The invention relates to a method for controlling gas flow by using a computer. The method comprises the following steps of: setting target flow in the computer, and inputting the target flow, feedback flow of a controlled object and output feedback of a PID controller to a DRNN (diagonal recurrent neural network) together; inputting the target flow to the PID controller after algorithm processing of the DRNN, and taking the target flow and the output feedback of the PID controller together as the input of the PID controller; after processing of the PID controller and D/A conversion, amplifying the input and dividing the input into two paths of signals, and inputting one path of signal to an electric valve to control the opening of an air flue; inputting the other path of signals to a variable frequency motor to drive a blower to generate certain air quantity to enter an APU cabin through the air flue; and detecting the air quantity by using the sensor, and taking the detection result as the feedback input of next cycle. The gas flow control method realizes high-speed accurate control of gas flow by combining the DRNN control algorithm and the PID control principle, and has wide application prospect.

Description

A kind of flow rate controlling method
Technical field
The invention belongs to the computer control field, relate to a kind of method of utilizing the computer control gas flow.
Background technology
Fire extinguishing system is made of fire-suppression bottle, sensor, pipeline, nozzle in the aircraft.It is to guarantee still can carry out the important system of safe flight under the situation of aircraft prominent chance fire in flight course.

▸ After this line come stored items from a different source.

Issue #9428, opened 2024-06-21
Flaky test on coreApiShareManagementToShares/moveReceivedShare.feature


amrita-shrestha:
## Describe the bug
Flaky tests
https://drone.owncloud.com/owncloud/ocis/36078/42/6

In certain type airplane design process,, need carry out the original reason test of fire extinguishing system in order to guarantee rationalization, the optimization of fire extinguishing system design.
The simulation of air flow system is the key equipment of aircraft fire suppression system original reason test, and its major function is at the trial, for the APU cabin provides continual and steady air-flow.
What prior art was taked air-flow control is classical PID control, by behind ratio, integration and the differential of PID processing module result and the desired value that obtains being compared, but, because the complicacy of native system and the physical characteristics of gas itself, classical PID is controlled at precision and ageing aspect is slightly inadequate.
Summary of the invention
The objective of the invention is, provide a kind of can be efficiently, the accurate method of pilot-gas flow.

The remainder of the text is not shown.